Her name was Lisa. Their apartment had one bedroom, a kitchen and a living room which led into a kind of turret that housed her piano. The turret was lined with small windows of old thick glass through which twilight poured magnificently. Maybe because it was
her
piano, because
she
was the one who played it, I hated that turret. It was simple and
beautiful, unencumbered, bright in the morning and richly colorful in the evening. It was hers, my father’s mistress, the destroyer of our family.

In describing Lisa, Mom had exaggerated in the negative. Lisa was a woman, not a girl. She supported herself as a secretary, but was also an accomplished pianist. She was a little shorter than average and plump in a voluptuous kind of way. She had wavy blond hair and pale blue eyes. I would catch Dad looking at her as if he wanted to touch her, which he never did in front of me. I was glad. I had no desire to play the generous, understanding daughter. It was bad enough seeing their quaint little set-up, their home. Blatant affection would have only twisted the knife in the wound.

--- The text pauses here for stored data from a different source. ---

PR #1164, opened 2019-11-19
Issue 1155: Handle LHS and RHS values differently

vemel:
### Idea

`black` already has `left_side_split` function, but it is only used for function definitions. The idea is to extract LHS and RHS values from a string, split them separately and join them back to a final result.

I added logic for splitting LHS and RHS and updated `SplitFunc` to always be aware of a target line max length. The downside of this approach is that now if LHS can be rendered to a single line - it always does. I need an advice on how to handle it correctly. Probably, we should explode LHS line if RHS has unsplittable type ignore, but it is not always safe to do this.

### Changes

- Removed `line_str` argument from `is_line_short_enough` function - not used
- Removed `Line.is_collection_with_optional_trailing_comma` method
- Removed `Line.contains_unsplittable_type_ignore` method
- Added `Line.get_optional_trailing_comma_index` method
- Added `Line.get_leaf_index` method
- Added `Line._get_collection_comma_indexes` method - helper for `get_optional_trailing_comma_index`
- Added `Line.get_unsplittable_type_ignore` method
- Added `Line._get_assignment_index` method - helper to split `Line.get_left_hand_side` and `Line.get_right_hand_side` 
- Added `Line._get_top_level_collection_indexes` method - helper for `Line.get_optional_trailing_comma_index`
- Added `Line.get_left_hand_side` method - returns line with leaves and comment for the LHS value
- Added `Line.get_left_right_side`method - returns line with leaves and comment for the RHS value and assignment
- Added `Line.should_be_rendered_as_single_line` method - check if line should not be exploded anf fits desired line length
- Added `Line.is_short_enough` method - potential replacement for `is_line_short_enough` function, but can handle multiline `Line` as well
- Added `right_hand_split_with_omit` function - replacement for `rhs` function that was created dynamically
- Added `Line.get_source_line_numbers` method to check unsplittable type ignore is on the same lines as LHS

I didn’t like Lisa for what she represented in my life, and she clearly didn’t like me, maybe for what I represented in Dad’s life. She treated me with an insidious hostility which only I could detect. That was smart of her. To Dad, she was the kind sort-of-stepmother to his daughter. To me, she was the plunderer of rights. It was as if I were the intruder, not her. I was tempted to tell her, straight out, that she had it backwards. Gwen would have told her. But not Patrick. He didn’t see it as clearly as I. He thought I was exaggerating when I tried to tell him how unwelcome she was making me. He couldn’t taste the poison in her onslaught of gourmet cooking. She must have believed that old cliche that the way to a man’s heart was through his stomach, because she had both of them, Dad and Patrick, enthralled.

She had all the meals worked out in advance. There were flowers everywhere. She had marked all the good movies listed on t.v. through Sunday. But she wouldn’t look me in the eye.